Provided data:
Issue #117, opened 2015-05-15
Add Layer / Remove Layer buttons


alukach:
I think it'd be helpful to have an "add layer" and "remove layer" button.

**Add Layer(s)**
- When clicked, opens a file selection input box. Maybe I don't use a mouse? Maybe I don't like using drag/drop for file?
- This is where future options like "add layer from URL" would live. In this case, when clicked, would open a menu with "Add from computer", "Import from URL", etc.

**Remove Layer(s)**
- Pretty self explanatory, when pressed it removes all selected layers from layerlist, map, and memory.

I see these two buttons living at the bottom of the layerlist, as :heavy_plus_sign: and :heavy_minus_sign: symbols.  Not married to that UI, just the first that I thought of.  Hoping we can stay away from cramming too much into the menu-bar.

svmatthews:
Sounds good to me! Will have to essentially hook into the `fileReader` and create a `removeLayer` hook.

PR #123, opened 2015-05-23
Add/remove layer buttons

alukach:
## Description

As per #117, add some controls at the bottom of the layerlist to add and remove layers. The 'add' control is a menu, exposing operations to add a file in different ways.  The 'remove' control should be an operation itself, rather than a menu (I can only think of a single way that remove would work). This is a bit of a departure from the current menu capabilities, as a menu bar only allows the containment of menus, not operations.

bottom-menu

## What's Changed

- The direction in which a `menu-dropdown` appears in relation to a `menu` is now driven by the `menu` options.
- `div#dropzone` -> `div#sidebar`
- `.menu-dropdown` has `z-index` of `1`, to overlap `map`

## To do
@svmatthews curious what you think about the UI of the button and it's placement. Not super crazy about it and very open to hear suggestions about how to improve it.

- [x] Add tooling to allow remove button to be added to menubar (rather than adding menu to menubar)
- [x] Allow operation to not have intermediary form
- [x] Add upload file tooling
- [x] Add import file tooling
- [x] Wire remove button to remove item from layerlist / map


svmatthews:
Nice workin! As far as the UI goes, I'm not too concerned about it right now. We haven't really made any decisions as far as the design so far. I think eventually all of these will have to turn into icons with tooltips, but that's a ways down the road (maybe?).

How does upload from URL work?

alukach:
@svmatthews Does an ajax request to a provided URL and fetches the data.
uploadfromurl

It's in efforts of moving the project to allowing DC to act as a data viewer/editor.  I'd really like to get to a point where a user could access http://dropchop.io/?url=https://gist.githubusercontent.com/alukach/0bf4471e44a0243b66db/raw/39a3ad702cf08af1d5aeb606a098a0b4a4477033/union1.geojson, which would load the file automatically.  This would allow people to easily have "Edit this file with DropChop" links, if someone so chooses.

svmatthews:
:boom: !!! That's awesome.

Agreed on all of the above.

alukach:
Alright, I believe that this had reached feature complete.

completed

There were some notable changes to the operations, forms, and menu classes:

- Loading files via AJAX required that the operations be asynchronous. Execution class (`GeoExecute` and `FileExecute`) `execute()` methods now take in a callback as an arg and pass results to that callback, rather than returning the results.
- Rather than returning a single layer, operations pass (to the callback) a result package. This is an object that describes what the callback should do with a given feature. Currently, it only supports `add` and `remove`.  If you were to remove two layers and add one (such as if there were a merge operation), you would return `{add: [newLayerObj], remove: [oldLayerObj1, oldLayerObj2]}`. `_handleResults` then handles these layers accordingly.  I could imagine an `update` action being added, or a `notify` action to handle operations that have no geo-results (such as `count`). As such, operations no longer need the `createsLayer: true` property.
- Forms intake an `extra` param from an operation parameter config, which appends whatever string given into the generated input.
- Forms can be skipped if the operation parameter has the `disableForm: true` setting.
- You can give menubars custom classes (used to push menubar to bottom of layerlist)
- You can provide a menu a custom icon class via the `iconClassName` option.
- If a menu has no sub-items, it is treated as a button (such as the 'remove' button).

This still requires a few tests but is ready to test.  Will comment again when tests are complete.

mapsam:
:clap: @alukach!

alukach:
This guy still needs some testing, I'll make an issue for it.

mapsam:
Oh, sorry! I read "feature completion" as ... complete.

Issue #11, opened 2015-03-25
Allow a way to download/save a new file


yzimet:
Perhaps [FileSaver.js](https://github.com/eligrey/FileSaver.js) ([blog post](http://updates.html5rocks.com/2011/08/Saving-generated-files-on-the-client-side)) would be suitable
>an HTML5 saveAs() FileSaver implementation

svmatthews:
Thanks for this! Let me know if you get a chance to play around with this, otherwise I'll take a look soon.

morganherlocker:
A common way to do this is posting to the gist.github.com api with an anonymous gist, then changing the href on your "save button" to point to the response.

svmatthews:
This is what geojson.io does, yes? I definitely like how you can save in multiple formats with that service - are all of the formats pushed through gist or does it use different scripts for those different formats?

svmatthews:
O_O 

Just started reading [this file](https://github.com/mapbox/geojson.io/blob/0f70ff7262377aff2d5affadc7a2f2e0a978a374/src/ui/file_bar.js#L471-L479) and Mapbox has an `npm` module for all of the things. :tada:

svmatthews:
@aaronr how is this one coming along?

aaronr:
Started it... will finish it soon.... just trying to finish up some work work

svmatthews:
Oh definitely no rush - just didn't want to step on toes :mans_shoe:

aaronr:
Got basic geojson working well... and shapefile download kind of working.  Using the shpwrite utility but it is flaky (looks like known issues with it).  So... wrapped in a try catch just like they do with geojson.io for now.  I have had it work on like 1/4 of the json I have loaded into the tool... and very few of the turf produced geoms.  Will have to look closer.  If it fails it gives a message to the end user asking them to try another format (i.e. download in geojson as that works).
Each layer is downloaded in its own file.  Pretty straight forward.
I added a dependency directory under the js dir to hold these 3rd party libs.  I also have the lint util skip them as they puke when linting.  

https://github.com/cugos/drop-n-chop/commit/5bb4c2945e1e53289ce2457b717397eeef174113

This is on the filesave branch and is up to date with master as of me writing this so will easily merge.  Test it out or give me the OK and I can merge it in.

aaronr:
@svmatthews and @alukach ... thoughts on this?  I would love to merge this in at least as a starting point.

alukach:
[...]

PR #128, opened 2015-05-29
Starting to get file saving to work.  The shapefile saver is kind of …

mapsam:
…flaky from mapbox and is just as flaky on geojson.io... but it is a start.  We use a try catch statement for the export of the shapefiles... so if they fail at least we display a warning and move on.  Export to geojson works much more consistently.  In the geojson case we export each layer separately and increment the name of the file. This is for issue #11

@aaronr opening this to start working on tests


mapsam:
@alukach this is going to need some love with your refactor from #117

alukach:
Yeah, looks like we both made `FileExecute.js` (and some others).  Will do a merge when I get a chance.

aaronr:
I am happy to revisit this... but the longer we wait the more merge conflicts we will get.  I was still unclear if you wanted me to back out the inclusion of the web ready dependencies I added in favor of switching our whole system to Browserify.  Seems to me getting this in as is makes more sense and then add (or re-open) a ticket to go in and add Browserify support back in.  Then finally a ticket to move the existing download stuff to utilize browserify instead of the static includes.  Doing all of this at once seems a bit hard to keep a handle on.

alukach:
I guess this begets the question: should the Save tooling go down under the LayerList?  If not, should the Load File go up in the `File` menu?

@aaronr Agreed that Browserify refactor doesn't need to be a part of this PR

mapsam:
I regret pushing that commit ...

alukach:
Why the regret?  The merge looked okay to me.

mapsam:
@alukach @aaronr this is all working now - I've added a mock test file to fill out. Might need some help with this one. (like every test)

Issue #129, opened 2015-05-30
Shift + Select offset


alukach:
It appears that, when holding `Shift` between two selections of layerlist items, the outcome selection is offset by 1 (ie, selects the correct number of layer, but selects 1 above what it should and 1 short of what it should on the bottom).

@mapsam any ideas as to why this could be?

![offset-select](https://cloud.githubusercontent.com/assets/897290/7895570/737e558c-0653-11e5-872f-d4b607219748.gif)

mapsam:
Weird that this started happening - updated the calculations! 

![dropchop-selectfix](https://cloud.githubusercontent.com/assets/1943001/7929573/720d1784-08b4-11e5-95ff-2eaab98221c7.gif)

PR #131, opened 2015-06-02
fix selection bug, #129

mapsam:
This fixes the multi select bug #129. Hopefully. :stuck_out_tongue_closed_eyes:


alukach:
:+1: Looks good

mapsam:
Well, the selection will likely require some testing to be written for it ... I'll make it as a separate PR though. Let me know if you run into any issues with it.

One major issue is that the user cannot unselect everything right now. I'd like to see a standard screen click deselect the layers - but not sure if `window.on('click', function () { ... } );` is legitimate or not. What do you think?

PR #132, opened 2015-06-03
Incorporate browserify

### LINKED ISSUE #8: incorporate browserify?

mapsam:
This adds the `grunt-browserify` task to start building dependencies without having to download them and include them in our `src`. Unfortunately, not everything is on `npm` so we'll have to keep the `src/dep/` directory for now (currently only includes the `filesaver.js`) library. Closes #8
* * *
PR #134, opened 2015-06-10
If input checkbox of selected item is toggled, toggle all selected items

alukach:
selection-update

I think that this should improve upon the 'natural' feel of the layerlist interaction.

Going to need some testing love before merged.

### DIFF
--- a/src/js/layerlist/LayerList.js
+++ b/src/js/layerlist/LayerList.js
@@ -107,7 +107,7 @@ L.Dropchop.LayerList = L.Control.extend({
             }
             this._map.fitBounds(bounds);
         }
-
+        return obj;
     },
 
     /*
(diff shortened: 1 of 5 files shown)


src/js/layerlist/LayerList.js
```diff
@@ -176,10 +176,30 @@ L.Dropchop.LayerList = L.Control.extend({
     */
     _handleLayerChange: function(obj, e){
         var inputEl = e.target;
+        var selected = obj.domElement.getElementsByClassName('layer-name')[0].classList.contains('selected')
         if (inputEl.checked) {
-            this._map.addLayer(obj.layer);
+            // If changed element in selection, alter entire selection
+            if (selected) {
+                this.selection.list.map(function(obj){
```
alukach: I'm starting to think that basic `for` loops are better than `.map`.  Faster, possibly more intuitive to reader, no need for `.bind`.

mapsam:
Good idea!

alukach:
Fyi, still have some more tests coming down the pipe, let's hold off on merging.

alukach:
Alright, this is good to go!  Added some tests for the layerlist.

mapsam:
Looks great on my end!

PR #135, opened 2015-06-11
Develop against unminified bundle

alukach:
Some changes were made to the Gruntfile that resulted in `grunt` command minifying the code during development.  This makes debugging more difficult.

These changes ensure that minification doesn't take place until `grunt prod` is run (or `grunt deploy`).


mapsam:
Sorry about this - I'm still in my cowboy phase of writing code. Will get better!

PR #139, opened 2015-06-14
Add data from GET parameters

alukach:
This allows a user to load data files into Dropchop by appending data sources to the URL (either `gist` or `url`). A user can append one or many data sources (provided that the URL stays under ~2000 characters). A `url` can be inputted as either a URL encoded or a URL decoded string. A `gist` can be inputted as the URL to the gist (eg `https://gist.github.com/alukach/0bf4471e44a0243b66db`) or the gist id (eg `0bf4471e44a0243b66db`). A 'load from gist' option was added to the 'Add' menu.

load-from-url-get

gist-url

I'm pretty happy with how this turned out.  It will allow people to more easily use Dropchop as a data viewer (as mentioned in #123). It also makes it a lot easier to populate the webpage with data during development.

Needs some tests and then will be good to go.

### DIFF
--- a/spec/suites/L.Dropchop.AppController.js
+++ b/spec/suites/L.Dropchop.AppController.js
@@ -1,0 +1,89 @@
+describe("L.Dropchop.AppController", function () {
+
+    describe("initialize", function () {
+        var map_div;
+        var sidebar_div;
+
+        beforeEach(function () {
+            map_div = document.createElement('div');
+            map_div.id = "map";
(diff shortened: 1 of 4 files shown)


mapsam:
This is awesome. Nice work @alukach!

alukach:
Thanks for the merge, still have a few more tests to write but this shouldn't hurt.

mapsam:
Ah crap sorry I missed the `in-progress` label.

What you will do: In the listing above, locate the line containing "Issue #117, opened 2015-05-15" and the line containing "## What's Changed". Extract those two lines and every line between them, exactly as written, and only those.

Reply:
Issue #117, opened 2015-05-15
Add Layer / Remove Layer buttons


alukach:
I think it'd be helpful to have an "add layer" and "remove layer" button.

**Add Layer(s)**
- When clicked, opens a file selection input box. Maybe I don't use a mouse? Maybe I don't like using drag/drop for file?
- This is where future options like "add layer from URL" would live. In this case, when clicked, would open a menu with "Add from computer", "Import from URL", etc.

**Remove Layer(s)**
- Pretty self explanatory, when pressed it removes all selected layers from layerlist, map, and memory.

I see these two buttons living at the bottom of the layerlist, as :heavy_plus_sign: and :heavy_minus_sign: symbols.  Not married to that UI, just the first that I thought of.  Hoping we can stay away from cramming too much into the menu-bar.

svmatthews:
Sounds good to me! Will have to essentially hook into the `fileReader` and create a `removeLayer` hook.

PR #123, opened 2015-05-23
Add/remove layer buttons

alukach:
## Description

As per #117, add some controls at the bottom of the layerlist to add and remove layers. The 'add' control is a menu, exposing operations to add a file in different ways.  The 'remove' control should be an operation itself, rather than a menu (I can only think of a single way that remove would work). This is a bit of a departure from the current menu capabilities, as a menu bar only allows the containment of menus, not operations.

bottom-menu

## What's Changed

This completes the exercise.